**Exercise directions**. Search the entries for lines with the string "unwrap" and say how many there are, giving only the number.

**Material for the task**.
++++

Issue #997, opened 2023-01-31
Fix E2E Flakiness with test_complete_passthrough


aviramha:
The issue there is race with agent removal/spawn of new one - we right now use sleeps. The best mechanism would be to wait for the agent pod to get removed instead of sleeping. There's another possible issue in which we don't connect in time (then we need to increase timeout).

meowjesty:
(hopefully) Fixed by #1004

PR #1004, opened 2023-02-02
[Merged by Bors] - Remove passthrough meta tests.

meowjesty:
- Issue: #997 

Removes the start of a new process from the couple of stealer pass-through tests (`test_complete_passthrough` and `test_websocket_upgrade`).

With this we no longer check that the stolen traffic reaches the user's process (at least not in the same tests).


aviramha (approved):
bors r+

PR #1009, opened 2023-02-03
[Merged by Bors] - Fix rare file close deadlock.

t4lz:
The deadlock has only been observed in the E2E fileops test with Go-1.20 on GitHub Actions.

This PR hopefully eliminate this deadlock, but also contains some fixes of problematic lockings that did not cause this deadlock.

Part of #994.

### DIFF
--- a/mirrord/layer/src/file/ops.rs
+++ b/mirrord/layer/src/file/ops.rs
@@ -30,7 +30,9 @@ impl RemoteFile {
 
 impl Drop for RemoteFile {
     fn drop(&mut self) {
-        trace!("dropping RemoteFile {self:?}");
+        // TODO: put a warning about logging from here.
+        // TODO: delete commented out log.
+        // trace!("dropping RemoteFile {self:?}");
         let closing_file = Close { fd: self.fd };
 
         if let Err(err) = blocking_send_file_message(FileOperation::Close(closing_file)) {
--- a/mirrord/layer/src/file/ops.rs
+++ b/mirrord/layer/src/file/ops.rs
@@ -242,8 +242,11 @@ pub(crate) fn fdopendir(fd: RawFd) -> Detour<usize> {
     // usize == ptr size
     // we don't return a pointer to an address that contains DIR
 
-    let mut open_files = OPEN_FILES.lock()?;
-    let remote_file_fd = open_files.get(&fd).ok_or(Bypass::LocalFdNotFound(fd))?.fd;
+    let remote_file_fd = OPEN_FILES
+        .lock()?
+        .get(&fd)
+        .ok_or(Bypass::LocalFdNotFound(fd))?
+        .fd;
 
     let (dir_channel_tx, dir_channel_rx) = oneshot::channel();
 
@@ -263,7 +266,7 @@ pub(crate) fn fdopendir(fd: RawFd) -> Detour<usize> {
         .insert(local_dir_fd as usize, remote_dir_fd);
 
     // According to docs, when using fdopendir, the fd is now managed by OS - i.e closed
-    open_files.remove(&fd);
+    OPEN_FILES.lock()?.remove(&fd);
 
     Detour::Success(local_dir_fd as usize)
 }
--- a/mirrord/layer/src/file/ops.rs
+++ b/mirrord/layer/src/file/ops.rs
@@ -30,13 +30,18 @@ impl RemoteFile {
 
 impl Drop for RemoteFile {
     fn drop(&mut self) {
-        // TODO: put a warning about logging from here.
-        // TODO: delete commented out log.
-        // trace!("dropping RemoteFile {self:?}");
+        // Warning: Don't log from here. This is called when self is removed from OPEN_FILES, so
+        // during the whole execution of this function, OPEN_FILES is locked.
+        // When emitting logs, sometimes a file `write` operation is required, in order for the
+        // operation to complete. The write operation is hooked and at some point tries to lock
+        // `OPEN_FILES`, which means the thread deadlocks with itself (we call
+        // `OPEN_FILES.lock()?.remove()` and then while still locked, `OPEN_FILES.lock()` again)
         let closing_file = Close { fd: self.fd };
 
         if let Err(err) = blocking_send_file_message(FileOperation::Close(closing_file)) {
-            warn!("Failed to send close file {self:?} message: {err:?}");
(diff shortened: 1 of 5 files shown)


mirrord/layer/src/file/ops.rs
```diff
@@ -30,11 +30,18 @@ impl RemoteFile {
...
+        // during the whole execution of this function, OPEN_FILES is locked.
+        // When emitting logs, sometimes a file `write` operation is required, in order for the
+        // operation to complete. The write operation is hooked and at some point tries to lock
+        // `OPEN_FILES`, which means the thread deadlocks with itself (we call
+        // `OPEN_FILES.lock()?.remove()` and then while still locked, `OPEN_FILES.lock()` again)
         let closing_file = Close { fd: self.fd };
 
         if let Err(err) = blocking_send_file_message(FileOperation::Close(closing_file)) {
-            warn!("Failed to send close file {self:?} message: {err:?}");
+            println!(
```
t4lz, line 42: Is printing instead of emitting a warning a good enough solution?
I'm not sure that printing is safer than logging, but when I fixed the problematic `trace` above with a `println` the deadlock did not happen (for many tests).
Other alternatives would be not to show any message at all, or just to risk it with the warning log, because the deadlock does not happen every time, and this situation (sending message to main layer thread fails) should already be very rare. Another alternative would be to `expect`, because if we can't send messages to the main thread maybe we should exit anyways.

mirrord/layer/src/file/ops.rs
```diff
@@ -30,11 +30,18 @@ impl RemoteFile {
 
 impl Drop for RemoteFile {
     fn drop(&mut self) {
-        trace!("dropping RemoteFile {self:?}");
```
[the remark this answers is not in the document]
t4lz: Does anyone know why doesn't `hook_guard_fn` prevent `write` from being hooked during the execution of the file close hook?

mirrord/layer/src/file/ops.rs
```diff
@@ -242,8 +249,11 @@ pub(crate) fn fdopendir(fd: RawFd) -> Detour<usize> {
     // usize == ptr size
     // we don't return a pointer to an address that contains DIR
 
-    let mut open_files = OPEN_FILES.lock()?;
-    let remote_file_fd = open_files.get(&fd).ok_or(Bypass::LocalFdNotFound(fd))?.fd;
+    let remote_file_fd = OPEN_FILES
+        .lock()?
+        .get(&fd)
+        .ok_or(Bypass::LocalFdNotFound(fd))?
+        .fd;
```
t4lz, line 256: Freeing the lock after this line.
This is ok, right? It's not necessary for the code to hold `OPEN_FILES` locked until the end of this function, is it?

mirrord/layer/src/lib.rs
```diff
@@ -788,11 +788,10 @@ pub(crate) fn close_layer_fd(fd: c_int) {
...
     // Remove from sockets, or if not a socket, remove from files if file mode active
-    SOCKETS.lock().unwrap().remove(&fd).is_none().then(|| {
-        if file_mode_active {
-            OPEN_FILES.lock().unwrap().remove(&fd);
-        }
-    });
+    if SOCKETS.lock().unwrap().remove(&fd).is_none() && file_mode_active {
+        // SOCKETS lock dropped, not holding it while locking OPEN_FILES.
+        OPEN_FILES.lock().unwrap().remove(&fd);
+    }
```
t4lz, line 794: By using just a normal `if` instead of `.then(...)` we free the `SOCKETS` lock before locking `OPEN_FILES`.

++++

**Task output**. 4